GEMINI.md & Configuration

In M01 you learned how to give Gemini context with @-mentions. That's great for one-off questions. But what about things that are always true about your project? GEMINI.md is how you encode that permanent context.

What GEMINI.md Does

Analogy First

Every new employee at a company gets an onboarding document: here's what we build, here's our tech stack, here's the coding style we use, here's what you should never do in production. Without it, they'd spend their first month asking basic questions and making avoidable mistakes. The pain is that this knowledge exists but isn't written down — so it only transfers in conversations. GEMINI.md is that onboarding document for Gemini CLI. Write it once, and every session starts with Gemini already knowing your project at the level of a developer who read the onboarding guide.

Technical Definition

GEMINI.md is a Markdown file that Gemini CLI automatically reads at the start of every session when it exists in the current working directory (or any parent directory up to the home directory). It is not a config file with a fixed schema — it is free-form Markdown that you write in natural language. Gemini treats its contents as system-level context: facts about the project, rules for how to respond, and instructions that override default behavior.

Loading order: Gemini CLI finds the nearest GEMINI.md by walking up from the current directory. If you have ~/GEMINI.md and ~/projects/taskflow/GEMINI.md, and you're in the taskflow directory, Gemini loads both — the project file takes precedence where there are conflicts.

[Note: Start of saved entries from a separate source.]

PR #5756, opened 2023-05-04
Add privacy policy checkbox to registration forms

tomasr8:
Configurable in the privacy settings (each regform can be set separately):

obrazek

When enabled, users will see this when registering:

obrazek

It includes a link to the event's privacy policy.

### DIFF
--- a/indico/modules/events/registration/client/js/form_submission/RegistrationFormSubmission.jsx
+++ b/indico/modules/events/registration/client/js/form_submission/RegistrationFormSubmission.jsx
@@ -147,6 +147,9 @@ export default function RegistrationFormSubmission() {
   const showConsentToPublish = !isManagement && publishToParticipants !== 'hide_all';
 
   const onSubmit = async (data, form) => {
+    // There is no need to store whether the user accepted the privacy policy
+    // as it is not possible to submit the form without accepting it.
+    data = _.omit(data, 'agreed_to_privacy_policy');
     let resp;
     const formData = isUpdateMode ? getChangedValues(data, form, ['notify_user']) : data;
     try {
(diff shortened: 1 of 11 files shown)


indico/modules/events/registration/client/js/form_submission/RegistrationFormSubmission.jsx
```diff
@@ -37,6 +39,34 @@ import {
...
+    </label>
+  );
+
+  return (
+    <Message info style={{marginTop: 25}}>
+      <Message.Header>
+        <Translate>Privacy policy</Translate>
+      </Message.Header>
+      <Form as="div" style={{marginTop: 10}}>
+        <FinalCheckbox required label={label} name="agreed_to_privacy_policy" toggle />
```
ThiefMaster, line 60: When this checkbox is selected the submission fails because the schema on the server does not expect the `agreed_to_privacy_policy` field... so it needs to be included in the schema as well

tomasr8: It's strange that I didn't run into this issue when I was testing (though it's been a while..) The fix is to just drop the value from the form data since there's no need to store this in the backend at all - it's not possible to submit the form w/o accepting the privacy policy so any existing registration will have accepted it

ThiefMaster: Sending it to the backend and only discarding it there would have the advantage to also catch anything registering by calling the API directly. But since this is an internal API I don't think that's necessary, so your fix is fine

ThiefMaster (approved):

Gemini CLI — session startup
PS>cd sample-project\taskflow
PS>gemini
✦ Found GEMINI.md in current directory
✦ Loading project context... (1,247 tokens)
✓ Context loaded: TaskFlow API — FastAPI + SQLite
✦ Gemini 2.5 FlashReady. I know about TaskFlow — ask me anything.
>What are the valid priority values for a task?
Based on the GEMINI.md context: low, medium, or high (stored as strings).
The default in models.py is "medium".
Press ▶ to see GEMINI.md auto-loading
What Just Happened?

Gemini CLI found GEMINI.md in the current directory, read it, and was able to answer "what are the valid priority values?" without any @-mention — because that information was in the context file. This is the key insight: GEMINI.md is always-on context that you write once and never repeat.

Reading the TaskFlow GEMINI.md

TaskFlow already has a GEMINI.md at sample-project/taskflow/GEMINI.md. Let's walk through every section and understand why it's written the way it is.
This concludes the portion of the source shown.